For the first lunar landing, many of us learned that day that Mare Tranquilitatis (Latin for Sea of Tranquility) was the site picked because of its flat surface.  But satellite photos later revealed the moon has few places that aren’t pocked by craters.  On that first landing, Neil Armstrong had to manually pilot the Landing Module to avoid a sharp-rimmed crater 180 meters wide and 30 meters deep.  That crater is called simply “west” and on July 21, 1969 it was “wild west.”
LM image on the moon taken by orbiting LROC satellite in 2009.

LM landed safely some six kilometers from the original intended landing site.  How amazing is that?  Six meters off target after traveling through the void of space.

The Apollo 11 LM landed about 400 meters west of West crater and 20 kilometers south-southwest of the crater Sabine D in the southwestern part of Mare Tranquilitatis.  Reports from the LM crew said the lunar surface at the landing site consisted of “fragmental debris ranging in size from fine particles to blocks about a meter wide.”

Apollo 11 is now part of a moon parking lot.  The Surveyor 5 (USA) spacecraft is approximately 25 km north-northwest of the LM landing site and the impact crater formed by Ranger 8 (USA) is 68 km northeast of the landing site.

Four decades later, the Apollo 11 site has been photographed by the Lunar Reconnaissance Orbiter Camera (LROC) between July 11 and 15, 2009.
The image on this blog with the arrow is the  image of the Apollo 11 landing site with the descent stage of the LM in view and its shadow indicated by the arrow.
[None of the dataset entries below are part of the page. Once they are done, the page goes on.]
PR #36, opened 2015-09-03
Fix EZP-24761: PHP fatal error redeclaring eZUpdateDebugSettings

joaoinacio:
JIRA: https://jira.ez.no/browse/EZP-24761

##### Problem:
legacy eZScript is being instantiated before kernel, which causes a redeclaration of `eZUpdateDebugSettings()`
( see https://github.com/ezsystems/ezpublish-legacy/blob/master/kernel/classes/ezscript.php#L1223 )

##### Solution:
As ezpKernelWeb already requires global_functions manually, apply the same solution here 
(ref: https://github.com/ezsystems/ezpublish-legacy/blob/master/kernel/private/classes/ezpkernelweb.php#L145 )

### DIFF
--- a/mvc/Kernel/Loader.php
+++ b/mvc/Kernel/Loader.php
@@ -210,6 +210,9 @@ class Loader extends ContainerAware
                 $currentDir = getcwd();
                 chdir($legacyRootDir);
 
+                // require global functions before cli instance.
+                require_once 'kernel/private/classes/global_functions.php';
+
                 $legacyParameters = new ParameterBag($container->getParameter('ezpublish_legacy.kernel_handler.cli.options'));
                 if ($that->getBuildEventsEnabled()) {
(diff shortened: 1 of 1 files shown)


andrerom:
+0,5, ping @lolautruche

rpmsauron:
I already tested this with João Inácio on an up-to-date master and it fixes the related jira EZP-24761.
I guess no further QA is needed.

glye:
+0.5 AFAICT

lolautruche:
This issue should have been fixed with https://github.com/ezsystems/LegacyBridge/pull/31 / https://github.com/ezsystems/ezpublish-kernel/pull/1366

One don't have to modify `initializeContainer()` as a workaround any more. 

This patch looks like a very dirty hack anyway :wink:

joaoinacio:
@lolautruche: thanks, looks like composer had stable version instead of master,
requiring legacy-bridge:dev-master seems to have resolved it with mentioned PR .

Closing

Source: NASA.gov and the Smithsonian Institute

See more cool stuff that Apollo left on moon that's still working today (scroll lower).
Satellite image taken in 2012 of Apollo 11 site

See Moon Landing Video from NASA
https://plus.google.com/+airandspace/posts/Hd3xzsUQKgu

MORE STUFF
Video from LROC satellite focusing on Apollo 11 landing site
http://lroc.sese.asu.edu/news/index.php?/archives/142-Apollo-11-Landing-Site.html

LRRR.  That's the Lunar Laser Ranging Retro Reflector experiment left on the moon by Neil Armstrong about an hour before leaving.  The LRRR reflects laser pulses from Earth to this day and is a way to learn the exact distance between Earth and Moon at time of pulse.

Discarded Cover.  Dust cover that was removed and discarded from the LRRR.

PSEP.  This seismic recording package failed after 21 days on the moon.  Later PSEPs left by other astronauts functioned well.

LM.  Lunar module descent stage.

50 m.  Most of the Apollo 11 landing site fit within a 50 x 50 meter area.  See photo above.

Little West Crater.  In image above footsteps of the astronauts are visible from the LM to Little West Crater directly to the right.